● **Task objective**: Within the data that follows, how many lines carry the string "approved"? Give the number alone.
=== Material shown ===
PR #533, opened 2022-06-29
Invitation migration - part 1

gowsik-ragunath:
## Notion card

https://www.notion.so/saeloun/Refactor-the-Invite-user-tables-4d3fb482b71b462586be8fb0bb5436da

## Summary

- Added migration for the invitation.
- Wrote a rake for moving devise invitation to invitation table.

## Type of change

- [X] New feature (non-breaking change which adds functionality)
      not work as expected)

### Checklist:

- [X] I have performed a self-review of my own code
- [X] I have added automated tests for my code


lib/tasks/one_off_invitation_migration.rake
```diff
@@ -0,0 +1,23 @@
+desc 'Move all the pending devise invitable invitation to invitation table'
+task move_devise_invitation_to_invitation_table: :environment do
+  User.where(invitation_accepted_at: nil).where.not(invitation_token: nil).find_each do |user|
+    user.roles.each do |role|
+      expiration_date = if user.invitation_sent_at.is_a? ActiveSupport::TimeWithZone
+        user.invitation_sent_at + 14.days
+      else
+        Time.now + 14.days
```
keshavbiswa, line 8:
```suggestion
        Time.current + 14.days
```

lib/tasks/one_off_invitation_migration.rake
```diff
@@ -0,0 +1,23 @@
...
+        recipient_email: user.email,
+        role: role.name.to_sym,
+        token: user.invitation_token,
+        expired_at: expiration_date,
+        first_name: user.first_name,
+        last_name: user.last_name
+      )
+    end
+  end
+end
```
keshavbiswa, line 23: Shouldn't this be a data migration? and not a one-time migration task?

spec/factories/invitations.rb
```diff
@@ -0,0 +1,8 @@
+# frozen_string_literal: true
+
+FactoryBot.define do
+  factory :invitation do
+    company
+    user
+  end
```
keshavbiswa, line 7: We could also add other attributes for the factory.

app/models/invitation.rb
```diff
@@ -0,0 +1,35 @@
...
+# Foreign Keys
+#
+#  fk_rails_...  (company_id => companies.id)
+#  fk_rails_...  (sender_id => users.id)
+#
+class Invitation < ApplicationRecord
+  enum role: [:owner, :admin, :employee, :book_keeper]
+
+  belongs_to :company
+  belongs_to :sender, foreign_key: "sender_id", class_name: "User"
```
keshavbiswa, line 34: You could also add validations for presence of token, role and recipient email.

spec/models/invitation_spec.rb
```diff
@@ -0,0 +1,10 @@
+# frozen_string_literal: true
+
+require "rails_helper"
+
+RSpec.describe Invitation, type: :model do
+  describe "Associations" do
```
keshavbiswa, line 6: You could also add specs for validations for presence of token, role and recipient email.

app/models/invitation.rb
keshavbiswa: Why `sender_id` and not `user_id` ?

app/models/timesheet_entry.rb
```diff
@@ -7,7 +7,7 @@
 #  id          :bigint           not null, primary key
 #  bill_status :integer          not null
 #  duration    :float            not null
-#  note        :text             default("")
+#  note        :text
```
keshavbiswa, line 10: This is not part of this PR. I don't know from where this keeps popping up 🤦🏻

keshavbiswa (commented):
Added few comments and suggestions.

lib/tasks/one_off_invitation_migration.rake
keshavbiswa: You can make use of the [data_migrate](https://github.com/ilyakatz/data-migrate) gem since we're already using that. If the data migration is created before the db migration then we can run `db:migrate:with_data` to run them sequentially.

gowsik-ragunath: Cool - didn't know that we are using data_migrate gem, will move that logic.

app/models/timesheet_entry.rb
gowsik-ragunath: Yeah I'm not sure, but [this PR](https://github.com/saeloun/miru-web/commit/b193d2de8cdf47ca3041c181d26defb0d5fa7c38#diff-19998e355dcb83d3ecf9dc070e20b8bb3cb00a56cebd13b949c10fdfb75dbd32) has the migration to change the note column as nullable and set a default value for it.

Even in this PR timesheet_entry model has
```#  note        :text```
And not
```note        :text             default("")```

It might be an issue in the `annotate` gem or because of us using a different Postgres version.

[Here](https://github.com/ctran/annotate_models/issues/278) is a link to a closed issue that is similar to the issue that we are facing.

Comment (keshavbiswa) [reply app/models/timesheet_entry.rb:10]: Let's merge this change in your pr and end this nightmare once and for all.

File: app/models/invitation.rb (hunk 4 above)
Comment (gowsik-ragunath) [reply app/models/invitation.rb]: Actually, the foreign key is not needed here because of the migration so, I removed it.

[ref:](https://railsguides.net/foreign-key-for-custom-table-name/)

File: spec/models/invitation_spec.rb (hunk 5 above)
Comment (gowsik-ragunath) [reply spec/models/invitation_spec.rb:8]: Added tests for validations.

File: app/models/invitation.rb [hunk 7]
```diff
@@ -30,6 +30,11 @@
...
   enum role: [:owner, :admin, :employee, :book_keeper]
 
+  # Associations
   belongs_to :company
-  belongs_to :sender, foreign_key: "sender_id", class_name: "User"
+  belongs_to :sender, class_name: "User"
+
+  # Validations
+  validates :recipient_email, :role, :token, presence: true
+  validates_uniqueness_of :token
```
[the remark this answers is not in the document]
gowsik-ragunath: Yeah, do we need to add this in this PR? Because this PR is only for adding the migration, we will be adding this callback in later PR in which we will implement the whole invitation flow.

keshavbiswa (approved):
LGTM!

akhilgkrishnan (approved):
===
● **Exercise response**: 2